To understand image compression strategies, consider the original format of most images. Images begin life as a series of pixels, or individual points in a two-dimensional grid of points. The image in Figure 1 is 632 x 3,179 pixels. Each horizontal row of 632 pixels is a scan line. Each pixel in a scan line represents a color; when seen close together, the pixels appear to be continuous gradations of tones. Zooming in to the pixel level (Figure 2) reveals the jagged edges of individual pixels. The lowest scan line of Figure 2 (diagrammed in Figure 3) has 10 yellow (Y) pixels followed by 15 blue (B) pixels followed by 10 more yellow pixels. We can symbolize this scan line from the original bitmap format as YYYYYYYYYYBBBBBBBBBBBBBBBYYYYYYYYYY.
Most compression routines attempt to process the scan lines separately by summarizing repeating patterns or by simplifying complex patterns. RLE compression, for example, examines scan lines for repeated values and summarizes them with a number and value. Thus, the above scan line with with RLE compression is 10-Y-15-B-10-Y. This reduces the scan line from 35 bytes (if each pixel uses 1 byte of storage) to 6 bytes (3 for counts and 3 for color values) almost a 6:1 reduction. As one might expect, RLE works best on images with continuous colors such as Figure 1 s symbolic map. Another strategy, called the LZW algorithm, compresses images by searching for repeated patterns, storing them in a dictionary and referring to them by a single code that matches that dictionary entry. No data is lost, it is only represented by a space-saving short code rather than spelled out literally at each occurrence. In the scan line from Figure 3, the LZW algorithm compressed result might read YYYYY[1]1BBBBB[2]2211. The code for five yellow pixels in a row is 1, as marked following the pattern's first appearance (YYYYY[1]). Whenever this pattern reappears, it is compressed from YYYYY into 1. In this example, the compression turns 35 bytes into 17, a ratio of about 2:1.
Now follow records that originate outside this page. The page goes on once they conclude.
Issue #73, opened 2015-08-11
Configure indicator parameters


jleft:

djmiley:
Need to be able to configure the indicator visible on the Primary Chart. For example, Moving Average or Bollinger Bands. Configuration possibilities include the period length of the indicator #150 or the price used in the calculation of the indicator #149

djmiley:
Some work on changing the period length of the indicators
https://github.com/djmiley/d3fc-showcase/tree/feature/indicatorperiod

PR #152, opened 2015-08-20
added indicator period length/window size

### LINKED ISSUE #150: Primary Chart Indicator period length
Change the period length of the primary chart indicators

RuthC-C:
Added ability to change the window size of both bollinger bands and moving average.
Part of #73 
resolves #150

### DIFF
--- a/src/assets/js/chart/primaryChart.js
+++ b/src/assets/js/chart/primaryChart.js
@@ -148,6 +148,12 @@
             return primaryChart;
         };
 
+        primaryChart.changeWindowSize = function(windowSize) {
+            movingAverage.windowSize(windowSize);
+            bollingerAlgorithm.windowSize(windowSize);
+            return primaryChart;
+        };
+
         return primaryChart;
     };
 })(d3, fc, sc);
--- a/src/assets/js/main.js
+++ b/src/assets/js/main.js
@@ -118,6 +118,10 @@
         .on('periodChange', function(period) {
             dataModel.period = period;
             dataInterface(dataModel.period);
+        })
+        .on('windowSizeChanged', function(windowSize) {
+            primaryChart.changeWindowSize(windowSize);
+            render();
         });
 
     container.select('.menu')
@@ -130,4 +134,5 @@
     dataInterface.generateData();
     sc.util.calculateDimensions(container, secondaryChart);
     resetToLive();
+    resize();
 })(d3, fc, sc);
--- a/src/assets/js/menu/indicatorWindowSize.js
+++ b/src/assets/js/menu/indicatorWindowSize.js
@@ -1,0 +1,65 @@
+(function(d3, fc) {
+    'use strict';
+
+    sc.menu.indicatorWindowSize = function() {
+
+        var dispatch = d3.dispatch('windowSizeChanged');
+        var windowValue = 10;
+        var indicators;
+
+        function indicatorPeriodLength(sel) {
+            var label = sel.selectAll('label')
+                .data(sel.datum())
+                .enter()
+                .append('label')
+                .text(function(d, i) { return d.displayString + ' Period Length'; });
+            label.append('input')
+                .attr({
+                    type: 'range',
+                    min: 1,
+                    max: 100,
+                    value: function(d, i) { return d.valueString; },
+                    id: 'window-slider'
+                })
+                .property('value', windowValue);
+            label.append('input')
+                .attr({
+                    type: 'number',
+                    min: 1,
+                    max: 100,
+                    value: function(d, i) { return d.valueString; },
+                    id: 'window-number'
+                })
+                .property('value', windowValue);
+        }
+
+        function indicatorWindowSize(selection) {
+            selection.datum(indicators)
+                .call(indicatorPeriodLength);
+
+            selection.selectAll('input')
+                .on('input', function() {
+                    windowValue = +this.value;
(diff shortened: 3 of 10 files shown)


src/assets/js/main.js
```diff
@@ -92,6 +92,19 @@
 
     container.select('#reset-button').on('click', resetToLive);
 
+    d3.select('#windowSize').on('input', function() {
```
jleft: Is it worth componentising this? The component could take in a selection and add the slider. This event listener, for `input`, could be be added in the component and a more abstract event, maybe `windowSizeChanged`, broadcast to main?

src/assets/js/chart/primaryChart.js
```diff
@@ -123,6 +123,12 @@
             return primaryChart;
         };
 
+        primaryChart.changeWindowSize = function(value) {
```
jleft: `value` -> `windowSize`?

src/assets/js/main.js
```diff
@@ -92,6 +92,19 @@
...
+        update(parseInt(this.value, 10));
+    });
+
+    function update(windowSize) {
```
jleft: `update` -> `updateWindowSize`? or `updateIndicatorWindowSize`?

src/assets/js/chart/primaryChart.js
```diff
@@ -123,6 +123,12 @@
             return primaryChart;
         };
 
+        primaryChart.changeWindowSize = function(windowSize) {
```
jleft: If we take this approach, I think I'd lean towards storing the window size as a property of the component, then this could be a more conventional getter/setter, and we wouldn't have to worry about calling `whateverIndicator.windowSize` here. This would allow the window size to be inspected (using the getter) or set (using the setter).

An alternative would be to set the window size as a property on the data model which we pass to the primary chart.

I'd probably have a slight preference to the latter in this case, but I wonder if anyone else has any thoughts on this topic?

src/assets/js/menu/indicatorWindowSize.js
```diff
@@ -0,0 +1,27 @@
...
+        function indicatorWindowSize() {
+            d3.select('#windowSize').on('input', function() {
+                var windowValue = +this.value;
+                dispatch.windowSizeChanged(windowValue);
+                updateIndicatorWindowSize(windowValue);
+            });
+        }
+
+        d3.rebind(indicatorWindowSize, dispatch, 'on');
+        updateIndicatorWindowSize(10);
```
jleft: Do we need to do this?

src/index.html
```diff
@@ -34,6 +34,10 @@
           </div>
           <div id="secondary-chart-buttons" class="btn-group" data-toggle="buttons">
           </div>
+           <div id="window-slider" class="btn-group" for="windowSize" >
```
jleft: This feels like something which could be pulled out into a component, but I don't think it's worth it at the moment.

There's a mix of `camelCase` and `hyphen-separated` variables. Let's be consistent and use `hypen-separated`.

src/assets/js/chart/primaryChart.js
CBarrett2: is attaching it to the dataModel is pretty much the same as making it a global variable though, as maybe the other charts could then change it?

src/assets/js/menu/indicatorWindowSize.js
```diff
@@ -0,0 +1,27 @@
...
+
+        var dispatch = d3.dispatch('windowSizeChanged');
+
+        var updateIndicatorWindowSize = function(windowSize) {
+            d3.select('#windowSize-value').text(windowSize);
+            d3.select('#windowSize').property('value', windowSize);
+        };
+
+        function indicatorWindowSize() {
+            d3.select('#windowSize').on('input', function() {
```
jleft: This is tightly-coupled to a specific element in the HTML - i.e. the element with ID `windowSize`. Perhaps this will be problematic when adding more configuration for the indicators?

Typically, a component would accept a selection to allow one or more elements to be manipulated by the component - if this isn't an issue now, I expect we'll need to revisit when support for multiple simultaneous indicators is added?

src/assets/js/chart/primaryChart.js
jleft: > is attaching it to the dataModel pretty much the same as making it a global variable though, as maybe the other charts could then change it? Unsure if they all have copies of the same data or - in a more typically JS way - have references to the same object

I don't think so. At the moment, very little is stored is stored on the model, so they all happen to share the same model.

Each chart/navigator/menu etc. could have its own data model. For example, the navigator doesn't need to know about window size, so window size wouldn't be on its model. The models would have some shared properties though, e.g. data.

> Perhaps it's worth considering taking the indicator algorithms out into a seperate class/main

I'd encourage not taking it out into main (due to the maintenance issues we had before); a separate class could work though.

> since basically what they do is attach new properties onto the data - which isn't really the responsibility of primaryChart at all IMO. Then they could just be called before the data is bound onto the selections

To make images even more compressible, LZW applies a simplification technique called differencing, which replaces the value of a pixel with the difference between it and the adjacent pixel, repeating the process for the entire image. This evens out close values between adjacent pixels, producing more patterns and higher compression. TIFF and GIF formats use the standard features of the LZW algorithm and sometimes the RLE algorithm.
It's not a format. Often called an image format, JPEG is actually a collection of compression algorithms. It is best suited for compressing images that do not have contiguous, repeating pixels of the same color. Figure 4 shows the same area as Figure 1, but as a section of a digital orthophoto -- a good candidate for JPEG compression -- instead of a symbolic map. Closer inspection at the pixel level reveals few long repeating pixels and a variety of values -- not a good candidate for RLE compression.